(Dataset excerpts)
------------------------------------------------------------------------

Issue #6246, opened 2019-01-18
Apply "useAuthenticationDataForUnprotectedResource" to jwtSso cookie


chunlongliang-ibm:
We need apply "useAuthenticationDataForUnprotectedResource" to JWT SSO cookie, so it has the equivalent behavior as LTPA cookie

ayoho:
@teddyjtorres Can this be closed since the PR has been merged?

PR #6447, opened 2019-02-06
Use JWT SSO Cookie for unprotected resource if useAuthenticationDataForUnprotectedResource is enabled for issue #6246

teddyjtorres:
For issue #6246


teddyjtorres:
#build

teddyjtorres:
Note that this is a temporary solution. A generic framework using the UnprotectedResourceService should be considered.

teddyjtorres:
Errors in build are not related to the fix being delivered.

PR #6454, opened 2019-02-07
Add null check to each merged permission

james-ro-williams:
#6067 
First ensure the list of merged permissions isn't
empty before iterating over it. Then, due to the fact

------------------------------------------------------------------------

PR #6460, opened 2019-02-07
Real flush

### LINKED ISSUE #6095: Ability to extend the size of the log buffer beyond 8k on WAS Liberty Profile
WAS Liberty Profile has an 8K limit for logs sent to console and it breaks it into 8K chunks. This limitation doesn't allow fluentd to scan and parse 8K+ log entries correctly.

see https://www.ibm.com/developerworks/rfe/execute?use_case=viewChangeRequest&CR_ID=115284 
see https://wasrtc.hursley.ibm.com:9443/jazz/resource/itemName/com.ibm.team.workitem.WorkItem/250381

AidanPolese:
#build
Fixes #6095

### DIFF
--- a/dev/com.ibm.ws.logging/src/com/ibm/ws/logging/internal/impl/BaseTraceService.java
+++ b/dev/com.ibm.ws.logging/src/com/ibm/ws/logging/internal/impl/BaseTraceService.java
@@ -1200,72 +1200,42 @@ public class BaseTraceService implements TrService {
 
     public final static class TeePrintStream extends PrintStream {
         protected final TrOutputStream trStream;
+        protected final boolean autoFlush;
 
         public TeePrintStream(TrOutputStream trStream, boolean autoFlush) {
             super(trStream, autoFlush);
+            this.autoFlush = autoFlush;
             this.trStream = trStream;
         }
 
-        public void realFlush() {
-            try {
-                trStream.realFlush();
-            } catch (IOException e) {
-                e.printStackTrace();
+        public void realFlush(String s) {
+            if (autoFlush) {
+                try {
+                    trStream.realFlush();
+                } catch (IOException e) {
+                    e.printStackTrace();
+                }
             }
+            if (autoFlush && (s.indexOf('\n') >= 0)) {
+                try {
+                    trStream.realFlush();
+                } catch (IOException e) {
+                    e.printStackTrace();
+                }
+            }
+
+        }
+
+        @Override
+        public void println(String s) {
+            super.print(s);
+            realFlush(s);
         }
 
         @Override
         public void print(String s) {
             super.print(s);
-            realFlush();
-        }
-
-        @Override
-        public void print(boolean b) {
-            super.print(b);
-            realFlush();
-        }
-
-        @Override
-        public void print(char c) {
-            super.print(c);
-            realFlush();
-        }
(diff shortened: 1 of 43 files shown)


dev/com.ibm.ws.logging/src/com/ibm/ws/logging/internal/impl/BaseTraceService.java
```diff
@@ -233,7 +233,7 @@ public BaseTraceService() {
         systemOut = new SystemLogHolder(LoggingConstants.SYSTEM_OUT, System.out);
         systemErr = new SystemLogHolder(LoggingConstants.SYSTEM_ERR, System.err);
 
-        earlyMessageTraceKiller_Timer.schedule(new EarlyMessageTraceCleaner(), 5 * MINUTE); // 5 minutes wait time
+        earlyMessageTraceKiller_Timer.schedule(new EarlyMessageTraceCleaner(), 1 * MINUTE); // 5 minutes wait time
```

------------------------------------------------------------------------

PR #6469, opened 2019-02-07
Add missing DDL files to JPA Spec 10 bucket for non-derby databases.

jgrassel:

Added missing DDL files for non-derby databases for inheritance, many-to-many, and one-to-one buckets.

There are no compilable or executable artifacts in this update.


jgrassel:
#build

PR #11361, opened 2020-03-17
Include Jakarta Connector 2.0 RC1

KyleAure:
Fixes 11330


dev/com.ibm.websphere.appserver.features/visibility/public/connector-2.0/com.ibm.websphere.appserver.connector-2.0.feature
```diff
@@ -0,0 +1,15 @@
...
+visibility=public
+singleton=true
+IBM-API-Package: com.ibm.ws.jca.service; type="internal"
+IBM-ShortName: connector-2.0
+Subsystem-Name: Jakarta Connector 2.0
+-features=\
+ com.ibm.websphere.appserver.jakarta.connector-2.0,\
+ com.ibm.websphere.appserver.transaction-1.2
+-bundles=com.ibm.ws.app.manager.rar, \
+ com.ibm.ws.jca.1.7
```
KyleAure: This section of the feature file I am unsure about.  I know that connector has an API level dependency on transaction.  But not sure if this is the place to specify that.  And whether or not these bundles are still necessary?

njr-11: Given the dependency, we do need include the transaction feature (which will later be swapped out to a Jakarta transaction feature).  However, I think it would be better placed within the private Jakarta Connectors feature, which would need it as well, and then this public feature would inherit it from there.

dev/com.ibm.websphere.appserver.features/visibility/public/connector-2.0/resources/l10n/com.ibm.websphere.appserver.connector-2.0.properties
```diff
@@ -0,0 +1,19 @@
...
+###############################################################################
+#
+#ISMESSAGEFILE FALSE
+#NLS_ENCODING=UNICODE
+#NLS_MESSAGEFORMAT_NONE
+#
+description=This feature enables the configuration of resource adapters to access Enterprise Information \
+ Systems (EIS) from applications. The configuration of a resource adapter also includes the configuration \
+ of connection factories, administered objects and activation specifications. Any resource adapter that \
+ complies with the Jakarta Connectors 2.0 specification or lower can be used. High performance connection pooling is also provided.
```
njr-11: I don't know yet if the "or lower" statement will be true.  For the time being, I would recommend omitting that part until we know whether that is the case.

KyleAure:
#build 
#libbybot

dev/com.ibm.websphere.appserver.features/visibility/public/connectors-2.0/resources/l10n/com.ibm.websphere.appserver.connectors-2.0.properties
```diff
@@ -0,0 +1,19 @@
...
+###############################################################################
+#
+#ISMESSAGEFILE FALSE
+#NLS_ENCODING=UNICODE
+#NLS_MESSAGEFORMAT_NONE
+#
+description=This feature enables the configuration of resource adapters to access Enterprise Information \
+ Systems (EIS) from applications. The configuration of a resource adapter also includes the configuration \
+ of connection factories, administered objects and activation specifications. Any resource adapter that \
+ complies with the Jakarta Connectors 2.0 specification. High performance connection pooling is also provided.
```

------------------------------------------------------------------------

● **YOUR INSTRUCTIONS**
Throughout the records above, find the lines in which the word "LoggingConstants" appears and return them.

● **RESULT FOR THIS TASK**
         systemOut = new SystemLogHolder(LoggingConstants.SYSTEM_OUT, System.out);
         systemErr = new SystemLogHolder(LoggingConstants.SYSTEM_ERR, System.err);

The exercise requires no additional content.